[Work instructions] Go through the data line by line and count the lines that hold "cint". Reply with the total only.

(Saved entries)
──────────

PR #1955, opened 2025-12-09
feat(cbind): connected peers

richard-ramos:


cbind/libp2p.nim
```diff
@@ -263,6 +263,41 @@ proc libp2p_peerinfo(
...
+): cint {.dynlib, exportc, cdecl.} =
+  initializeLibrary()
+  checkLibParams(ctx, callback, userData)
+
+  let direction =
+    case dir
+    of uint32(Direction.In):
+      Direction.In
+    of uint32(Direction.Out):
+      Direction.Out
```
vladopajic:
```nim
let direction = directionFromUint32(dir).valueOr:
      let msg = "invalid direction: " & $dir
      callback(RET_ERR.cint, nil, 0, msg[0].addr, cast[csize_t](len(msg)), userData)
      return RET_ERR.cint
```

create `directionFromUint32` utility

──────────

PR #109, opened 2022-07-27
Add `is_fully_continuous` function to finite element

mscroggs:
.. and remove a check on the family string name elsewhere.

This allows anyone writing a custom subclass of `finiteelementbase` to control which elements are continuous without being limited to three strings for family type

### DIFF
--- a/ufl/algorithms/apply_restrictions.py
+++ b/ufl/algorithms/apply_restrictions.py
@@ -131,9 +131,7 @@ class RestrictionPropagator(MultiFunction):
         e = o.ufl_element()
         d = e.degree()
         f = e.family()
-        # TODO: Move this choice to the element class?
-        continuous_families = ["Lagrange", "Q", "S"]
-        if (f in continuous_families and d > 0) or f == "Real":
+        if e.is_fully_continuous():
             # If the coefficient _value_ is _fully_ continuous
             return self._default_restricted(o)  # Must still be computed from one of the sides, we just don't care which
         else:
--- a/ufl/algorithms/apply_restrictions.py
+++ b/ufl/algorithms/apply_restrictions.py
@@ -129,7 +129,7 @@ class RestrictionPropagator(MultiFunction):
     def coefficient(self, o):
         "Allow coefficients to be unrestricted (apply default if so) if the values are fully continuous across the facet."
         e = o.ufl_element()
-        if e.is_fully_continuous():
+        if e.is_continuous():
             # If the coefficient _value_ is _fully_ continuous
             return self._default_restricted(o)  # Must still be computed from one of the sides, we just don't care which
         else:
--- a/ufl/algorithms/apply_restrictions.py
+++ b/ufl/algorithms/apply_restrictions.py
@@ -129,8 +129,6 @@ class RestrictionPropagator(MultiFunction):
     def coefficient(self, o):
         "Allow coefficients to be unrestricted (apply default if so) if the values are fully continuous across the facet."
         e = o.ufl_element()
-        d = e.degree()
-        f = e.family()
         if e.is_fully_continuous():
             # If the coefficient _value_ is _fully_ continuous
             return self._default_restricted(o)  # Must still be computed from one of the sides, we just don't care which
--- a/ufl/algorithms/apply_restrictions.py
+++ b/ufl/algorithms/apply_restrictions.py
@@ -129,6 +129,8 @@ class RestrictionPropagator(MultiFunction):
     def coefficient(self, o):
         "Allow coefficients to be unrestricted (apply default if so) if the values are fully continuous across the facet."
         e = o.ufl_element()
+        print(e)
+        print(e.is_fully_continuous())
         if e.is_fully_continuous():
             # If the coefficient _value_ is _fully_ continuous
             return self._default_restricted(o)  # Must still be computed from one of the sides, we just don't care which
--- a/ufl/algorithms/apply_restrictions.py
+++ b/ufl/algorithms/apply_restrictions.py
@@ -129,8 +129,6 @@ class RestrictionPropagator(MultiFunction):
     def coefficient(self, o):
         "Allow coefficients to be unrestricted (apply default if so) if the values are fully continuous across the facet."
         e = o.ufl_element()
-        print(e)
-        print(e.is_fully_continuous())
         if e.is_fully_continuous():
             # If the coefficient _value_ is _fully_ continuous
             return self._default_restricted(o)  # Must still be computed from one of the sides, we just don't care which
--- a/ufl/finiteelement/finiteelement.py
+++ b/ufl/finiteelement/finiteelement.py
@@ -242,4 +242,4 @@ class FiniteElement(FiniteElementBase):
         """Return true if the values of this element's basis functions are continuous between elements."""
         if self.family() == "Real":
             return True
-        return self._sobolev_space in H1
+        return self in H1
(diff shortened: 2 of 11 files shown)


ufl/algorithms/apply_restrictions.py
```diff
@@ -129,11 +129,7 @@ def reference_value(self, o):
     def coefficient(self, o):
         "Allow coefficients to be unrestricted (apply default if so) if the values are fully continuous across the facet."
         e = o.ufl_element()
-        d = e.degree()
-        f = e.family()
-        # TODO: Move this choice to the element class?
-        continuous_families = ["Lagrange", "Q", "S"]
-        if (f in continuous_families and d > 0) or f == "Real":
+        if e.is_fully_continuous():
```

──────────

[Result of this task] 3